Hi all. I've just read the complete post initiated by Dr Poe on his elaboration of micro or nano gold in the Appalachians. Very interesting were the views from everyone on that and the peeing match that occurred between the Dr and Reno Chris. This post is about 3 years old and one of the comments was "the good Dr is no longer with us". So, did he die, leave on his own accord, banned? Would be interested to know.


----------



## FrugalRefiner (Mar 7, 2015)

Banned.

Dave


----------



## g_axelsson (Mar 7, 2015)

Banned because he was spreading misinformation.

I still think that adding a disclaimer in his signature would be a good thing. Keep the information that he sometimes came with false information close to his writing and not ten posts down.

Göran


----------



## butcher (Mar 7, 2015)

I agree with the disclaimer, he was an artist at mixing truth with fiction, good information with pure nonsense.


----------



## Long Shot (Mar 7, 2015)

That is what I thought Butcher - seemed like a man of higher education but mixed and matched it up. Makes one wonder why smart people have to do this and I guess it goes along with Harold's signature line. There are also people who are book smart but when it comes to practical application, if they get out of their league, they "improvise" so to speak. Thanks guys for clearing it up.


----------



## Harold_V (Mar 7, 2015)

butcher said:


> I agree with the disclaimer, he was an artist at mixing truth with fiction, good information with pure nonsense.


That would be a first for me. I'll try to remember to explore the possibility, as time allows. Please remind me if you don't see a change in the near future. 

It is beyond the capability of a moderator to alter a sig line, aside from his own. That's true so long as one does not have the pass word of the individual in question. In this case, the pass word can be changed, allowing access to his personal information. Even administrators don't have access to pass words, as they display as dots, not text. 

Harold


----------



## MarcoP (Mar 8, 2015)

Technically passwords can't be read as plain text because are saved to database using an encryption method, MD5 (thus obsolete today). Be aware of websites where you can retire your password as plain text, it must be reset.
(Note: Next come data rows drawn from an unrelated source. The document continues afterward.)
PR #2396, opened 2020-08-28
Added ability to add all overworld, nether and end at once

### LINKED ISSUE #2389: Feature Request: optional Import command switch to automatically extract Nether & End dimensions from a Vanilla world save
Problem: I successfully imported a vanilla world save but this only creates an overworld dimension. I want the corresponding Nether and End dimensions.

I tried to manually create folders for these dimensions and move the DIM-1 and DIM1 data to them, but attempting to import them fails because there is no .dat file for them.  I'm not sure how to proceed, do I copy the .dat files from the overworld?

A switch to import Nether and End dimensions from Vanilla world saves would be appreciated.

benwoo1110:
This PR will import the overworld, nether and end altogether. Fixes #2389. 

For now, I added a new command `/mv vanillaimport <worldname>` but maybe it's better to integrate it to the current import command?


nicegamer7:
I was thinking about this a couple days ago and this is the usage I thought would be nice:

```/mvi --nether whatever` or `/mvi -n whatever```

and there would be similar flags for the end, which could be combined to import both. Let me know what you think

benwoo1110:
My thinking is that if someone wants to import a vanilla world they probably want the end and then nether, so I don't think there is a need to split up to different import commands. My new thinking is something like `mv import -v <vanilla_world_name>`.

if they don't want the separate end and nether, they can just `mv import <vanilla_world_name> normal`.

nicegamer7:
I guess that's good too, just FYI, there's a way to check for flags using CommandHandler, but I don't remember how right now. Check the Version command to see how it's done.

benwoo1110:
I will keep the previous implementation and add the new one I said, and then see what dump thinks about it.

As for the flag, from what I can tell its something like `CommandHandler.getFlag("-g", args)`

benwoo1110:
Actually thinking of it again, something like `mv import <vanilla_world_name> --vanilla` with an alias of `mv import <vanilla_world_name> -v` may be more logical so that it aligns with normal import command where the world name comes first.

benwoo1110:
So here is the summary of the changes:

**commands:**
* Added `all` for environment so it imports/create worldname, worldname_nether and worldname_the_end together. Example command: `/mv create WORLDNAME all`
* Added vanilla import, which splits a vanilla world to its respective overworld, nether and end. Example command: `/mv import WORLDNAME vanilla`

**code**:
* Added `splitVanillaWorld()`, `isValidWorld()` and `getPotentialWorlds()` to WorldManager class
* Refractored quite a lot for ImportCommand class
* Changes to CreateCommand to add create `all` feature

nicegamer7:
On Discord yesterday, I was talking with someone who wanted to be able to import or create a "Buffet" world. I looked into it briefly and found it could be done with the Bukkit API.

So do you think it would be a good idea to add it to this PR, or would it be better to separate it? cc: @dumptruckman, @benwoo1110

benwoo1110:
@nicegamer7 I think that is a good feature to add if possible, though it's probably better for another PR, as it will most likely need more time to look into the implementation of it.

benwoo1110:
may split this up to multiple smaller pr

benwoo1110:
Implemented better with #2457

PR #2411, opened 2020-09-19
Webpaste Rework Follow-up

nicegamer7:
This PR is just a follow-up to #2288. It makes a few changes to the code so that it's more in line with MV's coding style.

There's also two miscellaneous changes:
- A new constructor was added to HttpAPIClient, making the code a bit cleaner.
- An IllegalStateException was changed to an IllegalArgumentException because it's more correct.


dumptruckman (approved):
Looks good.

PR #2415, opened 2020-09-26
Remove TravelAgent

nicegamer7:
This PR removes any usage of TravelAgent from MV Core while keeping backwards compatibility.


nicegamer7:
Superseded by #2454.

PR #2420, opened 2020-10-04
Updated plugin.yml commands and some missing alias

benwoo1110:
Not sure why the plugins.yml commands looks so messed up, so here is just a quick fix for it.

### DIFF
--- a/src/main/java/com/onarandombox/MultiverseCore/commands/VersionCommand.java
+++ b/src/main/java/com/onarandombox/MultiverseCore/commands/VersionCommand.java
@@ -44,9 +44,10 @@ public class VersionCommand extends MultiverseCommand {
     public VersionCommand(MultiverseCore plugin) {
         super(plugin);
         this.setName("Multiverse Version");
-        this.setCommandUsage("/mv version " + ChatColor.GOLD + "-[bhp] [--include-plugin-list]");
+        this.setCommandUsage("/mv version " + ChatColor.GOLD + "[-b|-h|-p] [--include-plugin-list]");
         this.setArgRange(0, 2);
         this.addKey("mv version");
+        this.addKey("mvver");
         this.addKey("mvv");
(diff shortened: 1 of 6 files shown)


src/main/java/com/onarandombox/MultiverseCore/commands/VersionCommand.java
```diff
@@ -44,9 +44,10 @@
     public VersionCommand(MultiverseCore plugin) {
         super(plugin);
         this.setName("Multiverse Version");
-        this.setCommandUsage("/mv version " + ChatColor.GOLD + "-[bhp] [--include-plugin-list]");
+        this.setCommandUsage("/mv version " + ChatColor.GOLD + "[-b|-h|-p] [--include-plugin-list]");
```
dumptruckman, line 47: This is the standard we use elsewhere?

nicegamer7: I think so.

https://github.com/Multiverse/Multiverse-Core/blob/master/src/main/java/com/onarandombox/MultiverseCore/commands/CreateCommand.java#L34

https://github.com/Multiverse/Multiverse-Core/blob/master/src/main/java/com/onarandombox/MultiverseCore/commands/DebugCommand.java#L26

https://github.com/Multiverse/Multiverse-Core/blob/master/src/main/java/com/onarandombox/MultiverseCore/commands/ModifyCommand.java#L30

benwoo1110: Most other command had the `-` inside the `[]` (so like `[-s]`, tho this is the only instance there is multiple of them. I thought this looks clearer, bcu `-[bph]` could be misunderstood as doing `-bhp` and not `-b` or `-h` or `-p

dumptruckman (approved):

PR #2427, opened 2020-10-06
Adds MVWorldManager#isValidWorld method

benwoo1110:
This is a purpose build method use to check if world folder exist and is valid with level.dat


benwoo1110:

PR #2429, opened 2020-10-06
More noticable warning for deprecated event

benwoo1110:
Add green color to the warning. I hope this will reduce the number of ppl asking about it lol


dumptruckman (approved):
LOVE IT

PR #2438, opened 2020-10-07
Fix config reset

benwoo1110:
Loads the config on plugin disable so config doesnt reset to old values


nicegamer7:
Rather than loading then saving the config files, I think the same thing could be achieved by simply not saving the config files when disabling the plugin.

However, this change might cause issues if something is not yet saved before disabling the plugin. For example, imagine you created a world and for some reason it did not save to the config file. Upon disabling the plugin, the config will not change in either case. So I think we need to make some changes to the SerializableConfig so that any time a change is made it is saved immediately.

benwoo1110:
Closing this bcu we probably need to come up with a better solution

PR #2445, opened 2020-10-09
Fix issue where special chars cause PatternSyntaxException

### LINKED ISSUE #2433: Regex error when running unexpected mv command
### Details
I was **able** to reproduce my issue on a freshly setup and up-to-date server with the latest version of Multiverse plugins with no other plugins and with no kinds of other server or client mods.

**Description**  
https://pastebin.com/raw/hFCMPrB7

**Steps to reproduce**  
run an invalid command like `mv hel[p`

benwoo1110:
Escape regex special chars for help command, fixes #2433

### DIFF
--- a/src/main/java/com/onarandombox/MultiverseCore/commands/PaginatedCommand.java
+++ b/src/main/java/com/onarandombox/MultiverseCore/commands/PaginatedCommand.java
@@ -56,7 +56,7 @@ public abstract class PaginatedCommand<T> extends Command {
      * @return String with regex characters escaped
      */
     protected String cleanFilter(String filter) {
-        return REGEX_SPECIAL_CHARS.matcher(filter.toLowerCase()).replaceAll("\\\\$0");
+        return REGEX_SPECIAL_CHARS.matcher(filter).replaceAll("\\\\$0");
     }
 
     /**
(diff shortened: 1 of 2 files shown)


nicegamer7:
Does this break filtering?

benwoo1110:
From my testing no, anyways it's going to be completely changed in ACF as well.

benwoo1110:
@nicegamer7 can we merge this or smt? (want to delete my old mv forks 😅)

src/main/java/com/onarandombox/MultiverseCore/commands/PaginatedCommand.java
```diff
@@ -40,12 +42,23 @@ protected void setItemsPerPage(int items) {
...
     protected abstract List<T> getFilteredItems(List<T> availableItems, String filter);
 
+    /**
+     * Escape regex special characters from filter
+     *
+     * @param filter The filter-{@link String}.
+     * @return String with regex characters escaped
+     */
+    protected String cleanFilter(String filter) {
+        return REGEX_SPECIAL_CHARS.matcher(filter.toLowerCase()).replaceAll("\\\\$0");
```
nicegamer7, line 59: Any reason you went to lower case here?

benwoo1110: brain goes brrrr

nicegamer7 (approved):
I was originally hesitant to merge this because I wasn't sure if the filter was meant to allow users to search using regex, but I came to the realization that I don't think anyone is searching for a command using regex lol.

benwoo1110:
nah, it was just sole to fix a regex parsing issue

PR #2446, opened 2020-10-09
List available properties for modify commands

benwoo1110:
Add command flag: `/mvm <set|add|remove|clear> -list`, fixes #1399

PR #2447, opened 2020-10-09
Refractor targetWorld for multiverse commands

benwoo1110:
While doing PR #2446 I realised there was quite a lot of copied code for the modify add, clear, remove and set commands, so just refractor it and generalise it to ModifyCommand#getTargetWorld method.

EDIT: I changed it be in MultiverseCommand class so it can be used in other commands such as `/mv gamerule` and `/mv gamerules`


benwoo1110:

PR #2397, opened 2020-08-31
1.16 update

benwoo1110:
### Things changed:
* Bumped Bukkit API used to 1.16.2
* Added `VersionUtils` to allow backwards compatibility when doing version-specific events (e.g. when doing things like checking for respawn anchor)
* Added `FormatUtils` to parse colours (and possibility other formatting stuff in the further)
* Added support for respawn anchors, fix #2329
* Added support for RGB parse for world alias and chat format. implements #2414 
* `MVWorldByAlias` without alias colour codes (So people don't have to type in colour codes for things like `/mvtp` commands)

### Things to note:
* Now uses spigot API as there is no Bukkit API for 1.16
* 1.13.2+ support is maintained
* 1.16.2 does not have `getPortalTravelAgent()` anymore, so code that used that is removed. Though this should not affect anything as code with TravelAgent methods does seem to be in use anymore.
* Respawn anchor charge does not decrease when using with MV-INV bed_spawn sharing. This is due to MV-INV setting the respawn point as bed spawn and the current Bukkit API does not separate bed from anchor.
* Any queries, you can come to our MV discord at https://discord.gg/NZtfKky

### Test build:
* ~[Multiverse-Core-4.1.1-SNAPSHOT.zip](https://github.com/Multiverse/Multiverse-Core/files/5150002/Multiverse-Core-4.1.1-SNAPSHOT.zip)~

PR #2454, opened 2020-10-12
1.15 Update

nicegamer7:
This PR updates the Bukkit dependency to 1.15.2. This is to be followed up by #2397. The reason for splitting it up is just to prevent the 1.16 PR from becoming too large.


nicegamer7:
We'll revisit this after 5.0.0's ACF PRs.

PR #2457, opened 2020-10-14
Adds ability to split and import vanilla world dims.

### LINKED ISSUE #2389: Feature Request: optional Import command switch to automatically extract Nether & End dimensions from a Vanilla world save

benwoo1110:
Fixes #2389.


benwoo1110:
Will re-look at 5.0.0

Even having direct access to the raw database you won't read the plain passwords but the MD5 password (as phpBB uses) which will still take a couple of days, great luck and pretty powerful PC to be decoded.
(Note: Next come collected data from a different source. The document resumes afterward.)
PR #2487, opened 2020-11-22
Fix teleporting to the calling player's bed

akrantz01:
When using the bed destination, the player's name would always be set causing the `b:playerbed` to not work. This adds an extra check to see if the player's name is `playerbed`. I also added the ability to use `b:my-bed` since it is an invalid player name and will never collide with an actual player' username (assuming Mojang/Microsoft doesn't change the username requirements).

### DIFF
--- a/src/main/java/com/onarandombox/MultiverseCore/destination/BedDestination.java
+++ b/src/main/java/com/onarandombox/MultiverseCore/destination/BedDestination.java
@@ -23,8 +23,8 @@ import org.bukkit.util.Vector;
  * A bed-{@link MVDestination}.
  */
 public class BedDestination implements MVDestination {
-    public static final String CALLER_BED_NAME = "my-bed";
-    public static final String CALLER_BED_STRING = "b:" + CALLER_BED_NAME;
+    public static final String CALLER_BED_STRING = "my-bed";
+    public static final String OLD_BED_STRING = "playerbed";
     private String playername = "";
     private boolean isValid;
     private Location knownBedLoc;
@@ -47,11 +47,11 @@ public class BedDestination implements MVDestination {
         boolean validFormat = split.length >= 1 && split.length <= 2 && split[0].equals(this.getIdentifier());
 
         OfflinePlayer p = Bukkit.getOfflinePlayer(split[1]);
-        boolean validPlayer = p.getName() != null && !p.getName().equals(CALLER_BED_NAME);
+        boolean validPlayer = p.getName() != null && !(p.getName().equals(OLD_BED_STRING) || p.getName().equals(CALLER_BED_STRING));
 
         if (validFormat && validPlayer) this.playername = p.getName();
 
-        this.isValid = destination.equals(CALLER_BED_STRING) || (validFormat && validPlayer);
+        this.isValid = destination.equals("b:" + CALLER_BED_STRING) || destination.equals("b:" + OLD_BED_STRING) || (validFormat && validPlayer);
 
         return this.isValid;
     }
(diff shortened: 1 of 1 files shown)


nicegamer7:
Thank you for taking the time to look into this issue. I'll give this PR a review sooner or later.

src/main/java/com/onarandombox/MultiverseCore/destination/BedDestination.java
```diff
@@ -46,11 +47,11 @@ public boolean isThisType(JavaPlugin plugin, String destination) {
         boolean validFormat = split.length >= 1 && split.length <= 2 && split[0].equals(this.getIdentifier());
 
         OfflinePlayer p = Bukkit.getOfflinePlayer(split[1]);
-        boolean validPlayer = (p != null);
+        boolean validPlayer = p.getName() != null && !(p.getName().equals(OLD_BED_STRING) || p.getName().equals(CALLER_BED_STRING));
 
         if (validFormat && validPlayer) this.playername = p.getName();
 
-        this.isValid = destination.equals(OLD_BED_STRING) || (validFormat && validPlayer);
+        this.isValid = destination.equals("b:" + CALLER_BED_STRING) || destination.equals("b:" + OLD_BED_STRING) || (validFormat && validPlayer);
```
benwoo1110, line 54: I think we can just decide on one identifier to used as for the caller bed string. I think `playerbed` is ok already, since I googled on mcuuid and there is no such account name.

akrantz01: Fair enough. I had just changed it to ensure that there would never be any conflicts, but its probably pretty unlikely that anyone would register and use the name `playerbed`.

nicegamer7: I kinda disagree. I think we should change it so that there is no possibility for conflict. @dumptruckman any opinion on this? I guess it doesn't really matter... the username `playerbed` is kinda useless.

nicegamer7: Actually, I think that would be a change for MV 5.

nicegamer7 (dismissed):
LGTM 👍.

src/main/java/com/onarandombox/MultiverseCore/destination/BedDestination.java
```diff
@@ -23,7 +23,7 @@
  * A bed-{@link MVDestination}.
  */
 public class BedDestination implements MVDestination {
-    public static final String OLD_BED_STRING = "b:playerbed";
+    public static final String OLD_BED_STRING = "playerbed";
```
benwoo1110, line 26: `OLD_BED_STRING` doesnt sound like a good variable name to me. Something like `OWN_BED_STRING` would be preferred.

benwoo1110 (changes requested):

nicegamer7 (approved):

nicegamer7:
@akrantz01 I just want to ask if you've tested these changes? The changes look good to me, just want to make sure.

akrantz01:
The original changes I tested on 1.16, 1.15, and 1.14, but the most recent ones I haven't been able to test since I'm on the road.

Today, as said before, MD5 is obsolete and it has become the lowest encryption method acceptable. To call few, SHA-2, blowfish associated with hashing is what a secure website will look for. Upgrades can be done but it needs to come from the software makers.


----------



## Geo (Mar 8, 2015)

An admin may not have access to a members password but they do have the ability to change the password. Change the password to something you remember and then log in on that account and change what needs to be changed. If it is a banned member, remove the ban, change the password, log in on the account and change what needs to be changed, log out and log in on your account and replace the banned status.


----------



## MarcoP (Mar 8, 2015)

Geo said:


> An admin may not have access to a members password but they do have the ability to change the password. Change the password to something you remember and then log in on that account and change what needs to be changed. If it is a banned member, remove the ban, change the password, log in on the account and change what needs to be changed, log out and log in on your account and replace the banned status.


An email could be sent to the original owner with the notification, don't know if the plain password will also be sent on the email but it shouldn't.

Edit: this site has email issues, right.


----------



## Harold_V (Mar 8, 2015)

I am aware of what must be done to alter Poe's sig line. It's just that I have not done so previously. 
I made mention of a password not being at the disposal of administrators for good reason. I don't want even one reader to think that I, or Noxx, access private pages. In order for us to do so, we'd have to change the password to one of our choosing. That works fine, but now the individual who has been invaded can no longer access the board, as we have no clue what the password may have been, so it can't be restored. 

So then, my comments were, more or less, to assure readers that their private information is just that---private. And, should they try to access the board with their proper password, and are not able, it's a sure sign someone has made a change. I want readers to understand that is not a practice we employ. 

Harold


----------



## Geo (Mar 9, 2015)

Harold_V said:


> I am aware of what must be done to alter Poe's sig line. It's just that I have not done so previously.
> I made mention of a password not being at the disposal of administrators for good reason. I don't want even one reader to think that I, or Noxx, access private pages. In order for us to do so, we'd have to change the password to one of our choosing. That works fine, but now the individual who has been invaded can no longer access the board, as we have no clue what the password may have been, so it can't be restored.
> 
> So then, my comments were, more or less, to assure readers that their private information is just that---private. And, should they try to access the board with their proper password, and are not able, it's a sure sign someone has made a change. I want readers to understand that is not a practice we employ.
> Harold



And I agree 100% as it should be. If it was anyone other than a banned member with no hope of ever rejoining the forum, I wouldn't have pointed it out.
Integrity of the forum must be maintained but someone like Poe should be exempt from consideration.


----------